Foundations Flashcards
Loads supported by foundations
Dead; live; wind; horizontal pressure from Earth; horizontal thrust from arches, rigid frames, domes, vaults; uplift from underground water; earthquakes.
2 types of foundation settlement
Uniform and differential. Main objective of foundation is to minimize differential settlement. Most failures are due to it. Gross failure of a foundation is rare.
Types of soils
Rock
Continuous mass of solid mineral; strongest and most stable; only removed by drilling and blasting.
Soil
General term for Earth material that is particulate
Boulder
Particles too large to lift with one hand
Cobble
Particles that take whole hand to lift
Gravel
Particles lifted easily with thumb and forefinger
Sand
Particles can be seen but are too small to be picked up individually
Silt
Equidimensional; low surface area to volume ratio; smaller than sand; similar to course grained sand.
Clay
Plate shaped; smaller than silt; very high surface area to volume ratio; cohesive soil.
Layers = strata
Least stable type of soil
Clay because it is dimensionally unstable under changing subsurface moisture conditions
Soil with best drainage
Gravel and coarse sands. Worst: fine silt and clay (don’t put drainage pipe in these soils)
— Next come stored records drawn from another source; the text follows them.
PR #585, opened 2020-07-27

btangmu:
-This PR has only preliminary minor improvements and clean-up

-ChartDelta: report when finished and report file-creation directories

-Remove duplicate new PathDescription from ExampleGenerator.java

-Avoid deprecation warning for DtdData.getInstance; cache getCldrBaseDirectory as CLDR_BASE_DIR

-Refactor to obviate single-line getValueSplitter; call DtdData.getValueSplitter directly instead

-Remove dead/unused code from ChartDelta.java and Chart.java, make private where possible

##### Checklist

### DIFF
--- a/tools/java/org/unicode/cldr/test/ExampleGenerator.java
+++ b/tools/java/org/unicode/cldr/test/ExampleGenerator.java
@@ -2091,8 +2091,6 @@ public class ExampleGenerator {
             this.pathDescription = new PathDescription(supplementalDataInfo, englishFile, extras, starredPaths,
                 PathDescription.ErrorHandling.CONTINUE);
 
-            this.pathDescription = new PathDescription(supplementalDataInfo, englishFile, extras, starredPaths,
-                PathDescription.ErrorHandling.CONTINUE);
             if (helpMessages == null) {
                 helpMessages = new HelpMessages("test_help_messages.html");
             }
--- a/tools/java/org/unicode/cldr/tool/Chart.java
+++ b/tools/java/org/unicode/cldr/tool/Chart.java
@@ -100,7 +100,7 @@ public abstract class Chart {
         standardFooter(pw, AnalyticsID.CLDR);
     }
 
-    enum AnalyticsID {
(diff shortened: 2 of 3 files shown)


btangmu:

2 Ways to test soil and what do lab tests do?
Test pits or test borings. Pits better when foundation is no deeper than 8’ (reach of small excavator). Lab tests pass soil through set of sieves with graduated mean sizes to determine particles size. They test liquid limit, plastic limit and water content. Soils report shows results and recommendations.
Water table
Elevation at which pressure of ground water is atmospheric
2 types of excavation slope support
Benched or sheeting. Benched used when you have room; must be shallow angle with particulate soils.
Sheeting
Soldier beams and lagging; sheet piling; slurry walls
Soldier beams and lagging
Wide flange beams driven vertically into Earth at close intervals before digging begins. As earth is removed, heavy wood planks are placed against flanges of beams.
Sheet piling
Vertical planks of wood, steel or precast concrete driven into earth to form solid wall before excavation occurs. Slurry walls are more complicated and expensive and used if they become part of permanent foundation.
Types of excavation bracing
Crosslot bracing, raking and tiebacks. Tiebacks don’t get in the way of excavation.
Ways of dewatering
Pump water from sumps with well points or build watertight barrier. We’ll points lower water table below level of excavation but may disturb neighboring lots.
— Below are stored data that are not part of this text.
PR #590, opened 2020-07-29
CLDR-13616 Monitor Forum Participation

btangmu:
-New column: Needing action

-Since slower now, revise implementation to use ajax and show Loading... message

-For server, use SurveyAjax instead of SurveyMain; return json, build table on client

-New special: forum_participation

-New special/forum_participation.js and CldrStForumParticipation.js

-More unit testing

##### Checklist

- [x] Issue filed: https://unicode-org.atlassian.net/browse/CLDR-13616


tools/cldr-apps/WebContent/js/special/forum_participation.js
```diff
@@ -0,0 +1,25 @@
+'use strict';
+
+/**
+ * Based on specials/forum.js
+ *
+ * TODO: use modern JavaScript -- import/export, not define
```
srl295, line 6: 👍

tools/cldr-apps/src/org/unicode/cldr/web/SurveyForumParticipation.java
```diff
@@ -138,6 +132,133 @@ private int queryForumDb(Cell cell, String loc) throws SQLException {
...
+     * @param conn the Connection
+     * @param forumRootId the id of the root (initial) forum post of the thread
+     * @return true or false
+     * @throws SQLException
+     */
+    private boolean ourOrgPostedLast(int forumRootId) throws SQLException {
+        boolean result = false;
+        PreparedStatement ps = null;
+        String sql = "SELECT " + userTable + ".org "
+            + " FROM " + forumTable
```
srl295, line 211: Ideally these would be `?` params. But ok

btangmu: I'm not sure what benefit that would have. The table names don't vary for these queries. Would there be a performance benefit in spite of that?

srl295: @btangmu sorry, correct these are table names, not parameters.

PR #595, opened 2020-07-30
CLDR-13654 add missing units (not for translation)

macchiati:
##### Checklist

- [ ] Issue filed: https://unicode-org.atlassian.net/browse/CLDR-13654


srl295:
@macchiati  ticket here is marked as done?

PR #596, opened 2020-07-30
CLDR-14000 fix tests for examples

macchiati:
##### Checklist

- [ ] Issue filed: https://unicode-org.atlassian.net/browse/CLDR-14000


macchiati:
The change so far checks that we have examples for the new grammar features. It (correctly) fails because we don't yet.
TODO
<… für {0} …>	"//ldml/numbers/minimalPairs/caseMinimalPairs[@case=\"([^\"]*+)\"]",
<Die {0} ist …>	"//ldml/numbers/minimalPairs/genderMinimalPairs[@gender=\"([^\"]*+)\"]",
<feminine>	"//ldml/units/unitLength[@type=\"([^\"]*+)\"]/unit[@type=\"([^\"]*+)\"]/gender",

PR #598, opened 2020-07-30
CLDR-13306 Data churn report: Fix ChartDelta CLDR_BASE_DIR bug

btangmu:
-CLDR_BASE_DIR must be File not String to prevent mixup between two versions of DtdData.getInstance

##### Checklist


btangmu:
Something wrong with this PR due to parentheses after issue number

What is the difference between shallow and deep foundations?
Shallow foundations transfer the load to the earth at the base of a column or wall of the substructure. Deep foundations (piles or caissons) penetrate through upper layers of bad soil to transfer the soil to competent bearing soil or rock.
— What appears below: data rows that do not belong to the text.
PR #1775, opened 2022-02-23
CLDR-15385 BRS CLDRModify

btangmu:
-One -fp (DAIP) change for annotations/my.xml

CLDR-15385

### DIFF
--- a/common/annotations/my.xml
+++ b/common/annotations/my.xml
@@ -2007,7 +2007,7 @@ Warnings: All cp values have U+FE0F characters removed. See /annotationsDerived/
 		<annotation cp="🚏" type="tts">ဘတ်စ်ကား မှတ်တိုင်</annotation>
 		<annotation cp="🛣">ကားလမ်း | ဟိုင်းဝေး | အမြန်လမ်း</annotation>
 		<annotation cp="🛣" type="tts">ကားလမ်း</annotation>
-		<annotation cp="🛤">ရထားသံလမြး သံလမြး ရထာျး သံလမျး | သံလမ်း</annotation>
+		<annotation cp="🛤">ရထားသံလမွး သံလမွး ရထြား သံလမြး | သံလမျး</annotation>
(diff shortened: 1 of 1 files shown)


sffc:
@jslin can you take a look?  Which version of the translation is correct?

justinseinlin:
This is the text label for emoji?

common/annotations/my.xml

Primary factors that affect the choice of foundation type
Subsurface soil and groundwater conditions; and structural requirements such as foundation loads, building configuration and depth.
3 Ways to build a foundation on a slope
- Stepped footing
- Tie beams between columns
- Grade beam
2 types of foundations used when the bearing capacity of the soil is low compared to the weight of the building
- Mat foundation (footings merged together)
- Floating foundation (The building weights about the same as the soil that was removed (1 story of soil removed is equal to 5-8 stories of superstructure))
4 types of deep foundations
- Caissons (straight or belled; poured; belled must be excavated in cohesive soil)
- Socketed caisson (into bedrock; poured)
- End bearing pile (rests on bedrock; driven)
- Friction pile (gets capacity from friction between the soil and the sides of the pile; driven)
Piles are driven close together and concrete grade beams at the top tie them together to support columns and loadbearing walls.
Seismic base isolation
Base isolators allow lateral movement caused by earthquakes. Layers of rubber and steel deform in shear to become a parallelogram. A lead core keeps the sandwiched materials together.
3 failures mechanisms in retaining walls
- Overturning
- Sliding
- Undermining
3 things that will drastically affect foundation cost
- Building below the water table
- Building close to an existing structure
- Increasing the wall or column load from a building beyond what can be supported by a shallow foundation
Kelly ball test
Tests workability of freshly poured concrete by dropping a ball and measuring the depression and comparing to slump tests.
Electrical impedance test
Tests moisture level of a slab by running electricity through it. Moist slabs conduct more electricity.
Compressive Strength Cylinder test
Lab: tests concrete’s compressive strength at prescribed intervals (7, 14, 21, 28 days). The cylinders are created in the field during concrete placement and are chosen at random points during the concrete pouring process.